PR #157, opened 2017-01-20
add landscape conf

KEggensperger:
Adds a landscape configuration file. Checks are now with python3 but also with increased strictness and enforcing full pep8. Thus, the score stays the same.


mfeurer:
Hm, why doesn't landscape check this?

KEggensperger:
Now landscape does run.

PR #158, opened 2017-01-21
Perform local search on configurations from previous runs

jtuyls:
Perform local search on configurations from previous runs as it is described in the SMAC paper.

### DIFF
--- a/smac/smbo/smbo.py
+++ b/smac/smbo/smbo.py
@@ -206,7 +206,7 @@ class SMBO(BaseSolver):
 
         # initiate local search with best configurations from previous runs
         configs_previous_runs = self.runhistory.get_all_configs()
-        configs_previous_runs_sorted = self._get_acq_values_sorted(configs_previous_runs)
+        configs_previous_runs_sorted = self._sort_configs_by_acq_value(configs_previous_runs)
         num_configs_local_search = min(len(configs_previous_runs_sorted), num_configurations_by_local_search)
         next_configs_by_local_search = \
             self._get_next_by_local_search(
@@ -310,7 +310,7 @@ class SMBO(BaseSolver):
 
         return configs_acq
 
-    def _get_acq_values_sorted(self, configs):
+    def _sort_configs_by_acq_value(self, configs):
         """ Sort the given configurations by acquisition value
 
         Parameters
--- a/smac/smbo/smbo.py
+++ b/smac/smbo/smbo.py
@@ -204,13 +204,14 @@ class SMBO(BaseSolver):
             else:
                 num_configurations_by_local_search = 10
 
-        # initial SLS by incumbent +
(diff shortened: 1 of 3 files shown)


smac/smbo/smbo.py
```diff
@@ -204,13 +204,14 @@ def choose_next(self, X, Y,
             else:
                 num_configurations_by_local_search = 10
 
-        # initial SLS by incumbent +
-        # best configuration from next_configs_by_random_search_sorted
+        # initiate local search with best configurations from previous runs
+        configs_previous_runs = self.runhistory.get_all_configs()
+        configs_previous_runs_sorted = self._get_acq_values_sorted(configs_previous_runs)
```
mlindauer: Why not also adding the random configs? Why only the configs from the runhistory?

mfeurer: The idea here is to reproduce the behavior of the original SMAC implementation. I can see your point that it might be good to also start the local search from random points, but we should first get the original implementation up and tested.

smac/smbo/smbo.py
```diff
@@ -204,13 +204,14 @@ def choose_next(self, X, Y,
...
+        num_configs_local_search = min(len(configs_previous_runs_sorted), num_configurations_by_local_search)
         next_configs_by_local_search = \
             self._get_next_by_local_search(
-                [self.incumbent] +
                 list(map(lambda x: x[1],
-                         next_configs_by_random_search_sorted[:num_configurations_by_local_search - 1])))
+                         configs_previous_runs_sorted[:num_configs_local_search])))
```
mfeurer: @mlindauer why did you use `[:num_configurations_by_local_search - 1]`?

smac/smbo/smbo.py
```diff
@@ -308,3 +309,36 @@ def _get_next_by_local_search(self, init_points=typing.List[Configuration]):
         configs_acq.sort(reverse=True, key=lambda x: x[0])
 
         return configs_acq
+
+    def _get_acq_values_sorted(self, configs):
```
mfeurer: I think a more descriptive name of this method would be `_sort_configs_by_acq_value)`.

smac/smbo/smbo.py
mlindauer: I don't know whether I agree. Our goal never was to have a perfect reimplementation.

smac/smbo/smbo.py
mlindauer: Good question. I cannot remember.
If you remove the +1 in Line 203, you maybe can remove the -1 here

jtuyls: Because the incumbent was also added. So the number of configurations for local search was 10, you did local search on the incumbent + 9 random configurations.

☆ ☆ ☆ ☆ ☆ ☆ ☆

REQUIRED WORK » Word for word, transcribe all of the entries shown above.

SOLUTION »
PR #157, opened 2017-01-20
add landscape conf

KEggensperger:
Adds a landscape configuration file. Checks are now with python3 but also with increased strictness and enforcing full pep8. Thus, the score stays the same.


mfeurer:
Hm, why doesn't landscape check this?

KEggensperger:
Now landscape does run.

PR #158, opened 2017-01-21
Perform local search on configurations from previous runs

jtuyls:
Perform local search on configurations from previous runs as it is described in the SMAC paper.

### DIFF
--- a/smac/smbo/smbo.py
+++ b/smac/smbo/smbo.py
@@ -206,7 +206,7 @@ class SMBO(BaseSolver):
 
         # initiate local search with best configurations from previous runs
         configs_previous_runs = self.runhistory.get_all_configs()
-        configs_previous_runs_sorted = self._get_acq_values_sorted(configs_previous_runs)
+        configs_previous_runs_sorted = self._sort_configs_by_acq_value(configs_previous_runs)
         num_configs_local_search = min(len(configs_previous_runs_sorted), num_configurations_by_local_search)
         next_configs_by_local_search = \
             self._get_next_by_local_search(
@@ -310,7 +310,7 @@ class SMBO(BaseSolver):
 
         return configs_acq
 
-    def _get_acq_values_sorted(self, configs):
+    def _sort_configs_by_acq_value(self, configs):
         """ Sort the given configurations by acquisition value
 
         Parameters
--- a/smac/smbo/smbo.py
+++ b/smac/smbo/smbo.py
@@ -204,13 +204,14 @@ class SMBO(BaseSolver):
             else:
                 num_configurations_by_local_search = 10
 
-        # initial SLS by incumbent +
(diff shortened: 1 of 3 files shown)


smac/smbo/smbo.py
```diff
@@ -204,13 +204,14 @@ def choose_next(self, X, Y,
             else:
                 num_configurations_by_local_search = 10
 
-        # initial SLS by incumbent +
-        # best configuration from next_configs_by_random_search_sorted
+        # initiate local search with best configurations from previous runs
+        configs_previous_runs = self.runhistory.get_all_configs()
+        configs_previous_runs_sorted = self._get_acq_values_sorted(configs_previous_runs)
```
mlindauer: Why not also adding the random configs? Why only the configs from the runhistory?

mfeurer: The idea here is to reproduce the behavior of the original SMAC implementation. I can see your point that it might be good to also start the local search from random points, but we should first get the original implementation up and tested.

smac/smbo/smbo.py
```diff
@@ -204,13 +204,14 @@ def choose_next(self, X, Y,
...
+        num_configs_local_search = min(len(configs_previous_runs_sorted), num_configurations_by_local_search)
         next_configs_by_local_search = \
             self._get_next_by_local_search(
-                [self.incumbent] +
                 list(map(lambda x: x[1],
-                         next_configs_by_random_search_sorted[:num_configurations_by_local_search - 1])))
+                         configs_previous_runs_sorted[:num_configs_local_search])))
```
mfeurer: @mlindauer why did you use `[:num_configurations_by_local_search - 1]`?

smac/smbo/smbo.py
```diff
@@ -308,3 +309,36 @@ def _get_next_by_local_search(self, init_points=typing.List[Configuration]):
         configs_acq.sort(reverse=True, key=lambda x: x[0])
 
         return configs_acq
+
+    def _get_acq_values_sorted(self, configs):
```
mfeurer: I think a more descriptive name of this method would be `_sort_configs_by_acq_value)`.

smac/smbo/smbo.py
mlindauer: I don't know whether I agree. Our goal never was to have a perfect reimplementation.

smac/smbo/smbo.py
mlindauer: Good question. I cannot remember.
If you remove the +1 in Line 203, you maybe can remove the -1 here

jtuyls: Because the incumbent was also added. So the number of configurations for local search was 10, you did local search on the incumbent + 9 random configurations.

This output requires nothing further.